Cuando digo que no soy una música, quiero decir que no entiendo de estructuras, ni símbolos, y cosas que se estudian y una aprende como en la escuela. Casi nunca llevo música en el coche, soy incapaz de pasar más de dos horas tocando el mismo repertorio, no soy paciente, ni precisa, y a veces prefiero hacer fotos para Instagram, que estar atenta a los sonidos que salen de los micrófonos en el estudio de grabación… ups ups ups… 🙂 Esto me ha dado mis inseguridades, no creas, y claro, tiene sus desventajas, porque cuando estás en el estudio grabando tu propia canción, una conversación entre productor y músico puede llegar así a mis oídos: “Vale, te la voy a poner en xxxxxx,le metemos xxxxxx, y en xxxxxx, le damos xxxx a 6×8. Cambia a xxxxx en la xxxxx. Xxxx” Y miras al otro lado del cristal y ves al músico asintiendo, pero con una seguridad que a ti se te acojonan todos los pelos de los brazos. Y entonces dices: ¿pero que hago yo aquí?, si acabo de descubrir que la 4 nota que pongo en el traste es un Fa#menor!!!!? Ay señol señol…

Cuando por fin asumes que no tienes la capacidad de controlar cada uno de los elementos de tu trabajo (esto no lo asumes nunca jamás de los jamases) llega una parte complicada, y es que hay que estar dispuesta a delegar un alto grado de tu creación, de alguna forma la depositas en manos de otros y solo esperas que ellos sepan entender lo que tu sentías incluso antes de que esa canción fueran acordes. Que sean capaces de sentir la ola de calor que te recorre a ti cuando pasas de un lugar a otro de tus dedos inconscientes y torpes, pero llenos de intención. acordeon y piano

Porque efectivamente no se mucho de música pero se de algunas cosas que tienen que ver con la música:

Se de si un sonido me trasporta a un lugar donde nunca podría estar sin él. Sé de cuando se me pone la sonrisa de alma con una rueda de notas que parecen encajar solo con mirarse, o me traslado a un recuerdo o un anhelo registrado en la punta de mis pies, o en la espalda. Se si la nota pone a mis pensamientos, palabras y emociones en la misma frecuencia.

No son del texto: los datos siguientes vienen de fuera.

PR #5541, opened 2024-10-17
templates: add test for HeaderFunctions

thaJeztah:
Before:

    go test -test.coverprofile -
    PASS
    coverage: 65.2% of statements
    ok  	github.com/docker/cli/templates	0.607s

After:

    go test -test.coverprofile -
    PASS
    coverage: 95.7% of statements
    ok  	github.com/docker/cli/templates	0.259s

### DIFF
--- a/templates/templates_test.go
+++ b/templates/templates_test.go
@@ -89,3 +89,55 @@ func TestParseTruncateFunction(t *testing.T) {
 		})
 	}
 }
+
+func TestHeaderFunctions(t *testing.T) {
+	const source = "hello world"
+
+	tests := []struct {
+		doc      string
+		template string
+	}{
+		{
+			doc:      "json",
+			template: `{{ json .}}`,
+		},
+		{
+			doc:      "split",
+			template: `{{ split . ","}}`,
+		},
+		{
+			doc:      "join",
+			template: `{{ join . ","}}`,
+		},
+		{
+			doc:      "title",
+			template: `{{ title .}}`,
+		},
+		{
+			doc:      "lower",
+			template: `{{ lower .}}`,
+		},
+		{
+			doc:      "upper",
+			template: `{{ upper .}}`,
+		},
+		{
+			doc:      "truncate",
+			template: `{{ truncate . 2}}`,
+		},
+	}
+
+	for _, tc := range tests {
+		t.Run(tc.doc, func(t *testing.T) {
+			tmpl, err := New("").Funcs(HeaderFunctions).Parse(tc.template)
+			assert.NilError(t, err)
+
+			var b bytes.Buffer
+			assert.NilError(t, tmpl.Execute(&b, source))
+
+			// All header-functions are currently stubs, and don't modify the input.
+			expected := source
+			assert.Equal(t, expected, b.String())
+		})
+	}
+}


templates/templates_test.go
```diff
@@ -89,3 +89,56 @@ func TestParseTruncateFunction(t *testing.T) {
...
+	for _, tc := range tests {
+		t.Run(tc.doc, func(t *testing.T) {
+			tmpl, err := New("").Funcs(HeaderFunctions).Parse(tc.template)
+			assert.NilError(t, err)
+
+			var b bytes.Buffer
+			assert.NilError(t, tmpl.Execute(&b, source))
+
+			// All header-functions are currently stubs, and don't modify the input.
+			expected := source
```
Benehiko, line 140: what's the purpose of  `expected` here?

templates/templates_test.go
```diff
@@ -89,3 +89,56 @@ func TestParseTruncateFunction(t *testing.T) {
...
+			assert.Equal(t, expected, b.String())
```
Benehiko, line 141: how can this test pass if expected isn't defined inside our test table? We are just comparing the source text to whatever the template produced, which can't be the same in all instances, right?

templates/templates_test.go
thaJeztah: Mostly to make the output on failures less ambiguous; gotest.tools does not define an order in which "actual" and "expected" values must be passed (I _think_ this may have been on purpose, as there's been some bike-shedding about those, but I should really check with the maintainer if they would be open to have a recommendation added).


The `expected` intermediate variable is printed as part of the output, which helps reading "so, what was expected?" 😂 


Here's a quick example; it's most notably with the `DeepEqual` (showing a diff) where things are sometimes ambiguous ("which one is right?");

```go
func TestFoo(t *testing.T) {
	assert.Check(t, is.Equal("one", "two"))

	actual := "two"
	expected := "one"
	assert.Check(t, is.Equal(actual, expected))
	assert.Check(t, is.Equal(expected, actual))

	type foo struct {
		One, Two, Three string
	}

	assert.Check(t, is.DeepEqual(foo{One: "one", Two: "two", Three: "tree"}, foo{One: "one", Two: "not two", Three: "tree"}))

	expectedFoo := foo{One: "one", Two: "two", Three: "tree"}
	actualFoo := foo{One: "one", Two: "not two", Three: "tree"}
	assert.Check(t, is.DeepEqual(expectedFoo, actualFoo))
	assert.Check(t, is.DeepEqual(actualFoo, expectedFoo))
}
```

Which will output something like;


```console
=== RUN   TestFoo
    completions_test.go:34: assertion failed: one (string) != two (string)
    completions_test.go:38: assertion failed: two (actual string) != one (expected string)
    completions_test.go:39: assertion failed: one (expected string) != two (actual string)
    completions_test.go:45: assertion failed: 
        --- ←
        +++ →
          main.foo{
          	One:   "one",
        - 	Two:   "two",
        + 	Two:   "not two",
          	Three: "tree",
          }
        
    completions_test.go:49: assertion failed: 
        --- expectedFoo
        +++ actualFoo
          main.foo{
          	One:   "one",
        - 	Two:   "two",
        + 	Two:   "not two",
          	Three: "tree",
          }
        
    completions_test.go:50: assertion failed: 
        --- actualFoo
        +++ expectedFoo
          main.foo{
          	One:   "one",
        - 	Two:   "not two",
        + 	Two:   "two",
          	Three: "tree",
          }
        
--- FAIL: TestFoo (0.00s)
```

templates/templates_test.go
thaJeztah: Yes, they _do_ produce the same output as the input; it's a bit of a hack.

When using the `table` format, the user specifies the template for rows; the same template is used for printing the columns (so that, say, swapping the order of columns in the template will also swap the table headers).

However, part of the template could be to (e.g.) truncate the output, uppercase/lowercase it, etc, and we don't want the table headers to be changed by those, so the `HeaderFunctions` override some of the existing functions (by default `basicFunctions`) with stub functions so that they don't take effect on the table headers.


```bash
docker image ls --format 'table {{upper .Repository}}:{{ .Tag}}\t{{lower .ID}}'
REPOSITORY:TAG               IMAGE ID
DOCKER-CLI-DEV:latest        0df2b0f75f92
DOCKER-DEV:latest            339109b3c24f
UBUNTU:24.04                 ab64a8382e93
NGINX:latest                 d2eb56950b84
NGINX:alpine                 2140dad235c1
```

thaJeztah: I initially had it in the test-table, but moved the `expected` variable here so that I could put a single comment to outline it's expected to always be the same for all test-cases (at least currently). But happy to add back `expected` in the test-table itself.

templates/templates_test.go
Benehiko: oh i understand, thank you for the explanation. Was just a bit confused as it seemed like the assignment served no purpose :see_no_evil:

templates/templates_test.go
Benehiko: ah okay. It seemed like the `expected` value inside the table was forgotten since it was declared https://github.com/docker/cli/pull/5541/files#diff-c6842e8d411be4977abca67d350e55f1cb1a144154846487c956c4ef172e6a17R99

I would be fine to keep it like this and remove the defined `expected` inside the test table.

thaJeztah: oh!! Yes, that's wrong; looks like I forgot to remove it there, thought I did; let me fix that part 🙈

thaJeztah: Done; removed it from the table 😅

Benehiko (approved):

laurazard (approved):

PR #5542, opened 2024-10-18
cmd/docker: add tests for flag-completions, and refactor

thaJeztah:
Remove the registerCompletionFuncForGlobalFlags for now, as the error it returned was ignored, so it didn't add much benefit, other than abstracting things.

Split the underlying completion-functions to separate functions, and add some basic tests for them.

Remove the completions helper, as it now didn't add much, and it saved having the dependency on the package.

### DIFF
--- a/cmd/docker/completions.go
+++ b/cmd/docker/completions.go
@@ -1,7 +1,6 @@
 package main
 
 import (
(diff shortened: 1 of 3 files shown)


laurazard (approved):
LGTM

Se que los sentimientos de luna se sienten más con acordes menores. La tristeza, la pérdida, el amor calmado y anhelante, la nostalgia. Aquello que suena en el estómago como en cuerda grave y profunda, o me im-plosiona en Bombo oscuro a contra de un Lam. Y si en mitad de un paraje del pasado, te asalta el deseo de elevarte a un recuerdo de futuro y risa, te cascas un salto al LA y te quedas tan a gusto; sin ton ni son, porque para mi las emociones y la vida pasan sin ton ni son, a saltos desprogramados, que muy pocas veces encajan del todo en lo que cabría esperar

Se también que la armonia está en el aíre, sostenida en varias dimensiones, y cantar es casi una misión de búsqueda, solo tienes que buscar la armonia en el aire, pillarla infraganti, y atraparla al vuelo, e inmediatamente como cuando el que amaga al escondite se ha puesto a buscar por el camino equivocado, uno tras otro, los escondidos comienzan a brotar de sus guaridas por mi por mi por mi por todos mis compañeros por mi primero. Y el patio se llena de niñas, igual que el aire se llena de escalas cuando encuentras la primera. Y no sabes porque suena con tanta armonia, no sabes explicarlo, ni ponerle nombre, ni ofrecer una teoría , solo sientes que esos tres sonidos son el mismo sonido escondido en distintas dimensiones…

eso es lo que se de música …. espero que sea suficiente.